We can see that the skewness disappears quite rapidly as we average samples: The following table shows the 90% confidence bounds on averages of 5-shot groups, with the mean normalized to 1:

Total Shots | Groups | 5% Level | 95% Level |
---|---|---|---|

5 | 1 | 0.59 | 1.47 |

10 | 2 | 0.70 | 1.33 |

15 | 3 | 0.75 | 1.27 |

20 | 4 | 0.79 | 1.23 |

25 | 5 | 0.81 | 1.20 |

By the time we're looking at the average of five 5-shot groups our distribution has almost no skew.

### Example: NRA's Test Protocol

As noted previously, the NRA's standard for testing precision is to shoot five consecutive 5-shot groups and report the average extreme spread.

As we saw in the preceding section, the 90% confidence interval for five 5-shot groups is (0.81, 1.20). This means, for example: if we measure an average 5x5 extreme spread of 1.0MOA then, nine times out of ten, we would expect that same shooter, gun, and ammunition to produce five 5-shot groups measuring between (0.8MOA, 1.2MOA).

How efficient is this test protocol? From Closed Form Precision we know that the best precision estimator for a symmetric bivariate process is the Rayleigh estimator, so using Media:RayleighEstimatorQuantile.c we simulated quantile curves for that as well: Media:RayleighEstimatorQuantiles.xls provides quantiles for groups ranging from 2 to 50 shots. From these data we can see that the 5% and 95% quantiles of the Rayleigh estimator reach the confidence range (0.81, 1.20) – the range the NRA protocol achieves with 25 shots – after just 19 shots. I.e.,

- Following the best estimation methodology you can measure precision as effectively as the NRA protocol does but use only 3/4 as many bullets.
- Following the NRA protocol you’re spending 32% more ammo than necessary to get the same precision estimates.
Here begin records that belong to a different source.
PR #3075, opened 2023-01-11
fix(reply-test): fix reply test because msgs could come out of order

### LINKED ISSUE #3070: TestReceiveReply failed sometimes
# Problem

when running [TestReceiveReply](https://github.com/qfrank/status-go/blob/0135ad942784cd66940d96cd2a3e53920bdb14e6/protocol/messenger_reply_test.go#L63) multi times in local(say 20 times, u can set -test.count=20), it may fail or success.
we may also check this fail on [jenkins](https://ci.status.im/blue/rest/organizations/jenkins/pipelines/status-go/pipelines/prs/pipelines/tests/branches/PR-3069/runs/2/nodes/34/steps/39/log/?start=0)

jrainville:
Fixes #3070

The test was failing sometimes because sometimes messages come out of order.

Is it maybe the way I send the messages that cause this out of order problem, like wrong clock or something, or it's normal?

### DIFF
--- a/protocol/messenger_reply_test.go
+++ b/protocol/messenger_reply_test.go
@@ -117,11 +117,17 @@ func (s *MessengerReplySuite) TestReceiveReply() {
 	)
 	s.Require().NoError(err)
 
-	s.Require().Len(response.Messages(), 2)
+	messages := response.Messages()
+	s.Require().Len(messages, 2)
 	//* Verify that the reply reponds to the original message
-	s.Require().True(response.Messages()[0].ResponseTo == messageID)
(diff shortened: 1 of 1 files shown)


cammellos:
> Fixes #3070
> 
> The test was failing sometimes because sometimes messages come out of order.
> 
> Is it maybe the way I send the messages that cause this out of order problem, like wrong clock or something, or it's normal?

messages are stored in a map, map don't have a default order (also messages might come out of order, in general), that's likely why it's failing

cammellos (approved):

(Granted, unless you have an electronic target, it’s easier to measure and average 5 extreme spreads in the field than to measure the radius of each shot and compute the corrected sum of squares, so that trade-off may be worthwhile.)

### Example: Statistical Inference

I have two loads for a rifle, Load A and Load B, and I want to determine with 90% confidence whether one is more precise than the other. Even though it's not the most statistically efficient approach I've decided it'll be easiest to shoot five-shot groups and just measure the extreme spreads. So I shoot a group of each, collect my targets, and find Load A had an extreme spread of 1.45" while Load B was only 0.60". I look up the normalized 90% confidence ranges for extreme spread of a 5-shot group (which are listed in the table above) and calculate the confidence intervals:

- Load A is 1.45" × (0.59, 1.47) = (0.86, 2.13) inches
- Load B is 0.60" × (0.59, 1.47) = (0.35, 0.88) inches

Because the confidence intervals overlap *I cannot reject the hypothesis that these loads are equally precise*.

Knowing that a 5-shot sample is not very significant, I shoot four more 5-shot groups of each load and average the extreme spreads. Load A averages 1.30" and Load B averages 0.80". Now that I have an average extreme spread of five 5-shot groups the normalized confidence interval has shrunk:

- Load A is 1.30" × (0.81, 1.20) = (1.05, 1.56) inches
- Load B is 0.80" × (0.81, 1.20) = (0.65, 0.96) inches

In this case the confidence intervals do not overlap, so we can say with 90% confidence that Load B is more precise than Load A.